A portarla avanti così, come gli veniva, Ullrich ha continuato anche dopo la fine della carriera ciclistica. Qualche problema con l'alcol, la patente ritirata per guida in stato di ebbrezza, le dichiarazioni che non piacciono, come quella proprio sul grande rivale, Lance Armstrong: "Fosse per me, restituirei ad Armstrong le sue vittorie al Tour. Hanno fatto lo stesso con Bjarne Riis per l'edizione del '96 e non è di aiuto a nessuno un albo d'oro con nomi cancellati". O quella sull'Operacion Puerto, quella delle provette sequestrate al professor Eufemiano Fuentes: "A mio avviso non si può chiamare una truffa. E’ così quando acquisisci sugli altri un vantaggio sleale, ma non era quello il caso".

 

Perché Ullrich non si assolveva, ma nemmeno si incriminava, perché avrebbe significato incriminare il ciclismo, "e il ciclismo no, non va incriminato. Nella mia epoca era strano, certamente chimico, ma non meno sincero di quello che è sempre stato. Lo sport non è il regno dei santi anche se molto spesso pensiamo che lo sia".

 

Ullrich ha sbagliato durante la sua carriera sportiva e ha continuato dopo. Qualche giorno fa è stato arrestato a Maiorca, dove vive. L'accusa è di violazione di domicilio.
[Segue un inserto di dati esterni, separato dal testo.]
PR #3578, opened 2023-01-13
Fix #1324 (WebSocket BatchRequest) supports Batch requests via WebSockets

### LINKED ISSUE #1324: Support batch JsonRPC requests for Websockets
Hi. I noticed that batch requests seem to only be supported when using http and not websockets. Looking at [handler.ts](https://github.com/nomiclabs/hardhat/blob/master/packages/hardhat-core/src/internal/hardhat-network/jsonrpc/handler.ts) it seems like a trivial fix. Since I need this for my project I will fork hardhat and implement it. Are you interested in a PR for this?

tenbits:
Hello Team, 

fixing here the #1324 issue. BatchRequests are now supported also via WebSockets. Unit tests are attached.

### DIFF
--- a/.changeset/plenty-comics-bow.md
+++ b/.changeset/plenty-comics-bow.md
@@ -2,4 +2,4 @@
 "hardhat": patch
 ---
 
-Add BatchRequest support for WebSocket server
+Added support for sending batch requests through WebSocket to the Hardhat node (thanks @tenbits!)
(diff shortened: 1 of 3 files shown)


fvictorio:
Thanks a lot @tenbits! I'll try to review this next week.

fvictorio:
This is great, thank you @tenbits!

tenbits:
Thanks, Franco, for your time and for looking into this.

I fatti, almeno per come sono stati ricostruiti, parlano di Ullrich che a causa di qualche schiamazzo di troppo va nel giardino del vicino, chiede di finirla e poi, chissà come, parte una mezza rissa. Oggi alla Bild parla della sua situazione, quella di un uomo ferito dalla vita perché "la separazione da mia moglie Sara e di conseguenza dai miei figli, mi ha gettato nello sconforto più profondo. I miei ragazzi non li vedo da Natale e fatico anche a parlarci. Questa situazione estrema, mi ha portato a fare e prendere cose di cui mi pento molto", che ha avuto e ha ancora problemi di alcol e droghe, ma che prova a ricostruirsi un'esistenza "per amore dei miei figli, sto facendo terapia".

 

Ullrich è vittima di se stesso, dei suoi ricordi, forse dei suoi rimorsi. Forse perché non è riuscito a fare quello che tutti pensavano potesse fare, forse perché essere il più forte è uno di quei pesi che se non hai spalle larghe è difficile portare, forse solamente perché non sempre un grande atleta è per forza un grande uomo. Ma in tutto questo non ha senso accusare il ciclismo di quegli anni – quelli difficili e per nulla positivi del ricorso al doping sistematico – di aver rovinato un'intera generazione di uomini. La bici non condanna, la bici salva. Lo raccontò un altro uomo disperato che con la vita non andò mai in pari. José Maria Jimenez, per tutti El Chava (il selvaggio). Lo raccontò nel 2002, un anno prima della morte, poco tempo dopo il ricovero in una clinica che combatteva la depressione: "Credo che tutto sommato mi sia andata bene. Senza la bicicletta la mia vita sarebbe stata peggiore. Forse non avrei neppure visto il nuovo secolo. Si sono scritte tante cose, che il ciclismo danneggia i suoi atleti, che li rende schiavi. Sono cavolate. Quando pedalo sono libero, felice, in sintonia con tutto. Il problema è quando scendo dalla bicicletta e scopro che c'è un mondo giù dal sellino".